Project description:Resting-state functional connectivity (RSFC) records enormous functional interaction information between any pair of brain nodes, which enriches the individual-phenotypic prediction. To reduce high-dimensional features, correlation analysis is a common way for feature selection. However, resting state fMRI signal exhibits typically low signal-to-noise ratio and the correlation analysis is sensitive to outliers and data distribution, which may bring unstable features to prediction.

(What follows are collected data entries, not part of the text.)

PR #23575, opened 2025-12-23
fix(core): Fix race condition in executions pruning on leadership change

ivov:
## Summary

On leader stepdown, `stopPruning` was not actually stopping the pruning timers. This method checks `isEnabled` which depends on `isLeader`, but `markAsFollower` is called _before_ the `@OnLeaderStepdown` event fires, so `isLeader` was already `false` leading `stopPruning` to bail early, resulting in redundant work.

This bug manifests only in executions pruning. Checked all other decorated services and cleanup there is either unconditional or relies on whether a timer or resource exists, not leadership state.

Longer term, we should:

- Ensure cleanup methods don't guard on state, i.e. keep them idempotent.
- Ensure consumers only rely on the takeover or stepdown event, not on leadership state.

I'll add a follow-up for this.

https://n8nio.slack.com/archives/C069HS026UF/p1766493370062609

## Review / Merge checklist

- [x] Tests included. 

### DIFF
--- a/packages/cli/src/services/pruning/executions-pruning.service.ts
+++ b/packages/cli/src/services/pruning/executions-pruning.service.ts
@@ -77,8 +77,6 @@ export class ExecutionsPruningService {
 
 	@OnLeaderStepdown()
 	stopPruning() {
-		if (!this.isEnabled) return;
-
 		clearInterval(this.softDeletionInterval);
 		clearTimeout(this.hardDeletionTimeout);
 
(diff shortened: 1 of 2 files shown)


packages/cli/src/services/pruning/executions-pruning.service.ts
```diff
@@ -77,8 +77,6 @@ export class ExecutionsPruningService {
 
 	@OnLeaderStepdown()
 	stopPruning() {
-		if (!this.isEnabled) return;
-
 		clearInterval(this.softDeletionInterval);
 		clearTimeout(this.hardDeletionTimeout);
```
CharlieKolb, line 83: Should we only post the debug line below if the interval or timeout were `!== undefined`?

CharlieKolb (dismissed):
Thanks for the quick fix 🙏

CharlieKolb (approved):

PR #7307, opened 2023-09-29
feat(core): Switch binary filesystem mode to nested path structure

ivov:
Depends on #7253 | Story: [PAY-863](https://linear.app/n8n/issue/PAY-863/switch-binary-filesystem-mode-to-nested-path-structure)

This PR introduces `filesystem-v2` to store binary data in the filesystem in the same format as `s3`.

PR #23580, opened 2025-12-23
refactor(core): Remove flat format for binary data

ivov:
## Summary

Remove the legacy flat format for binary data, i.e. storing files with no nesting at `/home/node/.n8n/binaryData/` which used to require scanning the dir and pattern matching to identify binary data files to delete.

We moved away from this format [over two years ago](https://github.com/n8n-io/n8n/pull/7307), so the only way binary data in this format may survive today is (a) if an instance never prunes at all and started storing binary data over two years ago, or (b) if a user's pruning cycle is longer than two years. As discussed, both are unlikely enough that we find it reasonable to remove this format after v2 is released.

https://linear.app/n8n/issue/CAT-1794

## Review / Merge checklist

- [ ] Tests included. 


tomi (approved):
🚀

PR #23606, opened 2025-12-24
fix(ai-builder): Improve handling of max recursion errors

schrothbn:
## Summary
 Improves error handling in the AI workflow builder's multi-agent system when internal recursion limits are reached. Previously, the system would tell users to "build the workflow manually" even when a workflow was successfully created, causing confusion and harming trust.

 ### The Problem:
  - When a sub-agent hits its recursion limit, the error propagated to the supervisor as a hard failure
  - The responder would apologize and claim it couldn't build the workflow
  - In some cases, the workflow WAS already built or nearly complete, creating confusion
  - Users couldn't continue or retry - they were stuck with "build it manually" messages

### The Solution:
  This PR implements context-aware error handling that:

  1. Differentiates error scenarios - Provides different guidance based on:
    - Recursion error WITH workflow created → Acknowledge partial success, offer to continue
    - Recursion error WITHOUT workflow → Suggest simplifying the request
    - Other errors → General retry guidance
  2. Enables error recovery - Adds a "clear error state" mechanism that:
    - Allows users to continue after hitting recursion limits
    - Preserves partial workflow metadata for recovery
    - Prevents infinite error loops
  3. Improves configurator recovery - When configurator receives a partially built workflow from a failed builder run, it enters "recovery mode" with specific instructions to complete the configuration

https://linear.app/n8n/issue/AI-1812/supervisor-needs-to-handle-internal-errors-better-instead-of-telling

## Review / Merge checklist

- [x] Tests included. 


packages/@n8n/ai-workflow-builder.ee/src/subgraphs/test/integration/multi-agent-error-handling.integration.test.ts
```diff
@@ -0,0 +1,326 @@
...
+			const messageContent =
+				typeof lastMessage.content === 'string'
+					? lastMessage.content.toLowerCase()
+					: JSON.stringify(lastMessage.content).toLowerCase();
+
+			console.log('\n📨 Responder message:', lastMessage.content);
+			console.log('\n📊 Workflow state:', {
+				nodeCount: result.workflowJSON.nodes.length,
+				hasError: errorLog.length > 0,
+			});
```
burivuhster: Do we need these console logs or were they just for debugging the test?

packages/@n8n/ai-workflow-builder.ee/src/utils/state-modifier.ts
```diff
@@ -44,6 +46,33 @@ export function determineStateAction(
...
+				errorMessage.includes('iteration limit')
+			);
+		});
+
+		const hasAlreadyCleared = coordinationLog.some(
+			(entry) =>
+				entry.phase === 'state_management' &&
+				entry.summary.includes('Cleared') &&
+				entry.summary.includes('recursion'),
+		);
```
burivuhster: Should we look only for entries happened after max recursion errors?
If we look through the whole log – then it will apply to the whole session, not to the most recent error

burivuhster (approved):
Thanks for addressing my comments! LGTM 🚀

Issue #23602, opened 2025-12-24
basic auth, n8n form. Problem submitting response


AN1301:
### Bug Description

N8n Form has basic auth enabled and a Next Form Page. When I go to it, I get "Problem submitting response. Please try again or contact support if the problem persists."

### To Reproduce

basic auth enabled
1)Trigger n8n form
2)Next Form Page
Error Problem submitting response Please try again or contact support if the problem persists"
 

### Expected behavior

Go to Next Form Page after Trigger n8n form

### Debug Info

# Debug info

## core

- n8nVersion: 2.1.4
- platform: docker (self-hosted)
- nodeJsVersion: 22.21.1
- nodeEnv: production
- database: postgres
- executionMode: regular
- concurrency: -1
- license: enterprise (production)
- consumerId: 8d8a6ebe-5108-4de5-9092-7812ec4b393a

## storage

- success: all
- error: all
- progress: false
- manual: true
- binaryMode: filesystem

## pruning

- enabled: true
- maxAge: 336 hours
- maxCount: 10000 executions

## client

- userAgent: mozilla/5.0 (windows nt 10.0; win64; x64) applewebkit/537.36 (khtml, like gecko) chrome/143.0.0.0 safari/537.36
- isTouchDevice: false

Generated at: 2025-12-24T05:49:57.291Z

### Operating System

Ubuntu 22.04

### n8n Version

2.1.4

### Node.js Version

22.21.1

### Database

PostgreSQL

### Execution mode

main (default)

### Hosting

self hosted

KazuSh1geru:
I can reproduce the same behavior on my side. 

Environment:
- Basic Auth enabled
- n8n Forms with Next Form Page

Result:
- Submission fails with

“Problem submitting response. Please try again or contact support if the problem persists.”

<img width="504" height="191" alt="Image" src="https://github.com/user-attachments/assets/59def20b-9c9c-477b-8715-cb2fe1dba130" />

```
n8n version: 1.123.6
Plan: Pro (Cloud)
```

KazuSh1geru:
## Root Cause Analysis

The issue occurs when Basic Authentication is enabled on the Form Trigger node and the form has a "Next Form Page" configured. 

**Problem**: The JavaScript `fetch()` call on line 996 of `form-trigger.handlebars` does not include authentication credentials, causing the POST request to fail with a 401 Unauthorized error when Basic Auth is enabled.

[...]

PR #23608, opened 2025-12-24
fix(Form Trigger Node): Skip authentication check for form submissions

KazuSh1geru:
## Summary
Fixes an issue where multi-page forms with Basic Authentication fail to submit because authentication is unnecessarily checked on POST requests (form submissions).

## Root Cause
The Form Trigger node validates authentication on both GET (form display) and POST (form submission) requests. However, if a user can already see the form (passed GET authentication), they should be able to submit it without re-authenticating on POST.

## Changes
1. **Core Fix** (`packages/nodes-base/nodes/Form/utils/utils.ts`)
   - Modified `formWebhook()` to only validate authentication on GET requests
   - Added comment explaining the rationale
   - Moved `method` variable declaration earlier for clarity

2. **Template Fix** (`packages/cli/templates/form-trigger.handlebars`)
   - Fixed quote syntax for `useResponseData` value attribute (minor cleanup)

3. **E2E Test** (`packages/testing/playwright/tests/e2e/nodes/form-trigger-node.spec.ts`)
   - Added comprehensive test for multi-page forms with Basic Auth
   - Uses Playwright's `httpCredentials` to simulate authenticated browser context
   - Validates that form submission works after authentication

## Test Plan
- [x] Added E2E test for Basic Auth multi-page forms
- [x] Test passes: form displays with auth and submits successfully
- [x] Existing tests pass (verified no regression)
- [x] Manual testing: multi-page forms with Basic Auth work end-to-end

## Breaking Changes
None. This is a bug fix that makes the authentication behavior more intuitive.

## Related Issues

- #23602

Co-Authored-By: Claude <noreply@anthropic.com>

### DIFF
--- a/packages/cli/templates/form-trigger.handlebars
+++ b/packages/cli/templates/form-trigger.handlebars
@@ -689,7 +689,6 @@
 					<a id='redirectUrl' href='{{redirectUrl}}' style='display: none;'></a>
 				{{/if}}
 				<input id="useResponseData" style="display: none;" value="{{useResponseData}}" />
-				<input id="requiresAuth" style="display: none;" value="{{requiresAuth}}" />
 			</section>
 		</div>
 		<script>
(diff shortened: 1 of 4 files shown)


KazuSh1geru:
close #23602

PR #23609, opened 2025-12-24
feat(ai-builder): Improve generation across data_transformation category

burivuhster:
## Summary

This PR adds instructions to the prompt to:
- Prefer basic nodes like Set, Filter, etc. over Code node
- Prefer Data Table node for data storage when it's not specified otherwise

It also adds a command line argument for evals to filter examples by category/technique, e.g.:
```
pnpm eval:pairwise --technique data_transformation --name "data_transformation_2025_12_23"
```

PR also includes one small but important fix in spec evals:
There were cases when LLM-judge incorrectly treated pass as violation. Prepending each check from "don'ts" section with "DO NOT" seems to solve it.

- https://linear.app/n8n/issue/AI-1822/feature-improve-eval-scores-of-1-technique-data-transformation

## Review / Merge checklist

- [ ] Tests included. 


packages/@n8n/ai-workflow-builder.ee/src/prompts/agents/builder.prompt.ts
```diff
@@ -299,6 +299,18 @@ COMMON MISTAKES TO AVOID:
 ✅ Window Buffer Memory → AI Agent (CORRECT)
 </connection_type_reference>`;
 
+const BASIC_NODES_PREFERENCE = `**Built-in Nodes vs. Code Node**
```
harshalnpatil: can we move these edits to the data-transformation file? our goal for this ticket was to focus our energy on 1 technique best practice at a time. this reduces context bloat in the main prompts. we want to also 
- part 1 we can mention code nodes non-usage on L70 of data-transformation. #### Code Node (n8n-nodes-base.code) 
- part 2 (using sheets or tables doesn't seem to be a focus in data-transformation file yet, which is confusing.)

packages/@n8n/ai-workflow-builder.ee/src/tools/best-practices/scraping-and-research.ts
```diff
@@ -104,6 +104,10 @@ Pitfalls:
 
 Purpose: Introduces delays to respect rate limits and avoid overloading servers
```
harshalnpatil, line 106: not sure where to add comments on the data-transformation file as that was focus for this ticket but no edits to it.
- should remove from it as is generic: ### General Workflow Issues 
- this seems generic as well, especially about using sub-workflows as that isn't what builder will do rightaway and is not technique-specific. ### Performance Pitfalls
- this is not specific on what to do what not to do so should remove (or make specific) ### Data Validation Pitfalls
- this issue doesn't have a clear fix because "validate" doesn't make sense for the agent. "Missing Keys" secrtion in "merge node"
- "Workflow Orchestration" section is generic and should be removed too. these generic sections are diluting our prompt effectiveness.

burivuhster: * Removed `### General Workflow issues`
* Agree about sub-workflows, but other seem relevant to data transformation
* Changed validation section a bit
* Fixed
* Agree, removed

packages/@n8n/ai-workflow-builder.ee/src/prompts/agents/builder.prompt.ts
burivuhster: re data tables – the proper way would be to add a new category/technique "data_persistence" and move it there. I would do this in a separate PR

harshalnpatil (approved):
thank you for the updates. lets go ahead with these changes. the eval script changes will help and these prompt improvements will help.

PR #23610, opened 2025-12-24
feat(core): Add data table resources to the public API

RicardoE105:
## Summary

This PR adds a **Data Table Row resource** to the n8n public API, enabling programmatic CRUD operations on data table rows via API keys.

### New Endpoints

**GET `/data-tables/:dataTableId/rows`** - Retrieve rows
- Supports filtering, sorting, searching, and pagination
- Filter conditions: `eq`, `neq`, `gt`, `gte`, `lt`, `lte`, `like`, `ilike`
- Filter types: `AND`, `OR` combinations
- Example:
  ```bash
  curl -H "X-N8N-API-KEY: your-key" \
    "http://localhost:5678/api/v1/data-tables/{id}/rows?filter={\"type\":\"and\",\"filters\":[{\"columnName\":\"status\",\"condition\":\"eq\",\"value\":\"active\"}]}&skip=0&take=100"
  ```

**POST `/data-tables/:dataTableId/rows`** - Insert rows
- Supports different return types: `count` (default), `id`, or `row`
- Example:
  ```bash
  curl -X POST -H "X-N8N-API-KEY: your-key" \
    -H "Content-Type: application/json" \
    -d '{"data":[{"name":"John","email":"john@example.com"}],"returnType":"row"}' \
    "http://localhost:5678/api/v1/data-tables/{id}/rows"
  ```

**PATCH `/data-tables/:dataTableId/rows/update`** - Update rows
- Filter-based bulk updates
- Optional `returnData` and `dryRun` parameters
- Example:
  ```bash
  curl -X PATCH -H "X-N8N-API-KEY: your-key" \
    -H "Content-Type: application/json" \
    -d '{"filter":{"type":"and","filters":[{"columnName":"status","condition":"eq","value":"pending"}]},"data":{"status":"completed"},"returnData":true}' \
    "http://localhost:5678/api/v1/data-tables/{id}/rows/update"
  ```

**POST `/data-tables/:dataTableId/rows/upsert`** - Upsert row
- Insert or update a single row based on filter
- Example:
  ```bash
  curl -X POST -H "X-N8N-API-KEY: your-key" \
    -H "Content-Type: application/json" \
    -d '{"filter":{"type":"and","filters":[{"columnName":"email","condition":"eq","value":"john@example.com"}]},"data":{"name":"John Doe","status":"active"},"returnData":true}' \
    "http://localhost:5678/api/v1/data-tables/{id}/rows/upsert"
  ```

**DELETE `/data-tables/:dataTableId/rows/delete`** - Delete rows
- Requires filter to prevent accidental deletion of all data
- Example:
  ```bash
  curl -X DELETE -H "X-N8N-API-KEY: your-key" \
    "http://localhost:5678/api/v1/data-tables/{id}/rows/delete?filter={\"type\":\"and\",\"filters\":[{\"columnName\":\"status\",\"condition\":\"eq\",\"value\":\"archived\"}]}"
  ```

### Authentication & Authorization

**New API Key Scopes:**
- `dataTableRow:create` - Insert rows
- `dataTableRow:read` - Retrieve rows
- `dataTableRow:update` - Update rows
- `dataTableRow:upsert` - Upsert rows
- `dataTableRow:delete` - Delete rows

The new scopes are available at `GET /rest/api-keys/scopes` for users with `apiKey:manage` permission.

### How to Test

1. **Test GET (retrieve rows):**
   ```bash
   curl -H "X-N8N-API-KEY: your-key" \
     "http://localhost:5678/api/v1/data-tables/{dataTableId}/rows"
   ```

2. **Test POST (insert rows):**
   ```bash
   curl -X POST -H "X-N8N-API-KEY: your-key" \
     -H "Content-Type: application/json" \
     -d '{"data":[{"name":"Test","email":"test@example.com","status":"active"}],"returnType":"row"}' \
     "http://localhost:5678/api/v1/data-tables/{dataTableId}/rows"
   ```

3. **Test filtering:**
   ```bash
   curl -H "X-N8N-API-KEY: your-key" \
     "http://localhost:5678/api/v1/data-tables/{dataTableId}/rows?filter={\"type\":\"and\",\"filters\":[{\"columnName\":\"status\",\"condition\":\"eq\",\"value\":\"active\"}]}"
   ```

4. **Test UPDATE:**
   ```bash
   curl -X PATCH -H "X-N8N-API-KEY: your-key" \
     -H "Content-Type: application/json" \
     -d '{"filter":{"type":"and","filters":[{"columnName":"status","condition":"eq","value":"active"}]},"data":{"status":"completed"},"returnData":true}' \
     "http://localhost:5678/api/v1/data-tables/{dataTableId}/rows/update"
   ```

5. **Test DELETE with dry run:**
   ```bash
   curl -X DELETE -H "X-N8N-API-KEY: your-key" \
     "http://localhost:5678/api/v1/data-tables/{dataTableId}/rows/delete?filter={\"type\":\"and\",\"filters\":[{\"columnName\":\"status\",\"condition\":\"eq\",\"value\":\"completed\"}]}&dryRun=true"
   ```

**Testing:**
- ✅ 36 integration tests covering all CRUD operations, filtering, security
- ✅ 23 unit tests for handler logic, mocking, error cases
- All tests passing

https://linear.app/n8n/issue/ADO-4066

## Review / Merge checklist

- [x] Tests included.


packages/@n8n/permissions/src/public-api-permissions.ee.ts
```diff
@@ -112,8 +133,7 @@ export const getApiKeyScopesForRole = (user: AuthPrincipal) => {
 
 	return [
 		...new Set(
-			user.role.scopes
-				.map((scope) => scope.slug)
+			(user.role.scopes.map((scope) => scope.slug) as Array<Scope | ApiKeyScope>)
```
CharlieKolb, line 151: is this `as` needed? Imo we should prioritize keeping ApiKeyScope a subset of Scope by reusing the same key string, even if this one sounds better.

packages/cli/build.log
```diff
@@ -1,4 +1,8 @@
 
-> n8n@1.121.0 build /Users/mutasem/repos/n8n-worktree/global-creds/packages/cli
+> n8n@2.2.0 build /Users/ricardo/Documents/n8n-io/n8n/packages/cli
```
CharlieKolb: does this file do anything? looks like an accidental addition and now change? :D

packages/cli/src/permissions.ee/check-access.ts
```diff
@@ -24,7 +24,13 @@ export async function userHasScopes(
 		credentialId,
 		workflowId,
 		projectId,
-	}: { credentialId?: string; workflowId?: string; projectId?: string } /* only one */,
+		dataTableId,
+	}: {
```
CharlieKolb, line 29: [nit If you're feeling fancy...]

```
type ExactlyOne<T, Keys extends keyof T = keyof T> = 
  Keys extends keyof T
    ? { [K in Keys]: T[K] } & { [K in Exclude<keyof T, Keys>]?: never }
    : never;

Partial<ExactlyOne<{
  credentialId: string;
  workflowId: string;
  dataTableId: string;
  projectId: string;
}>>;
```

packages/cli/src/permissions.ee/check-access.ts
```diff
@@ -99,9 +105,24 @@ export async function userHasScopes(
 		);
 	}
 
+	if (dataTableId) {
+		const { DataTableRepository } = await import('@/modules/data-table/data-table.repository');
```
CharlieKolb, line 115: What happens if the module is disabled? Would pinging the API enable the module? 🤔

CharlieKolb (commented):
Some initial thoughts before heading out for the day

packages/@n8n/permissions/src/public-api-permissions.ee.ts
RicardoE105: The problem is that the scopes in the public API are more granular than the internal API. The reason being that the user can control what operations the API key can perform. In the internal we have only read and write, and in the pubic api dataTableRow:create, dataTableRow:read, dataTableRow:update, dataTableRow:delete, dataTableRow:upsert.

packages/cli/src/permissions.ee/check-access.ts
RicardoE105: Why would the module be disabled? 🤔

RicardoE105: there is not env variable to disable data tables 🤔

CharlieKolb: Well users can disable the module if they choose to 😅 Via `N8N_DISABLED_MODULES`

I guess technically all of these APIs should return an error in that case

RicardoE105: ah good point. will add a check for that.

CharlieKolb (dismissed):

packages/nodes-base/nodes/DataTable/actions/table/list.operation.ts
```diff
@@ -67,9 +67,8 @@ export const description: INodeProperties[] = [
 				options: [
 					{ name: 'Created', value: 'createdAt' },
 					{ name: 'Name', value: 'name' },
-					{ name: 'Size', value: 'sizeBytes' },
 					{ name: 'Updated', value: 'updatedAt' },
-				] satisfies Array<{ name: string; value: ListDataTableOptionsSortByKey }>,
+				],
```
RicardoE105, line 70: remove sizeBytes sorting as that never worked

packages/@n8n/permissions/src/public-api-permissions.ee.ts
CharlieKolb: Ah alright, thanks for explaining 👍  We can do `.map<ApiKeyScope | Scope>((scope) => scope.slug)` to get rid of the `as` if you want to please cubic

CharlieKolb (approved):
Great work 🙌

To alleviate this problem, a bootstrapping-based feature selection framework was proposed and applied to connectome-based predictive modeling, support vector regression, least absolute shrinkage and selection operator, and Ridge regression to predict a series of cognitive traits based on Human Connectome Project data. To systematically investigate the influences of different parameter settings on the bootstrapping-based framework, 216 parameter combinations were evaluated and the best performance among them was identified as the final prediction result for each cognitive trait. By using the bootstrapping methods, the best prediction performances outperformed the baseline method in all four prediction models. Furthermore, the proposed framework could effectively reduce the feature dimension by retaining the more stable features. The results demonstrate that the proposed framework is an easy-to-use and effective method to improve RSFC prediction of cognitive traits and is highly recommended in future RSFC-prediction studies.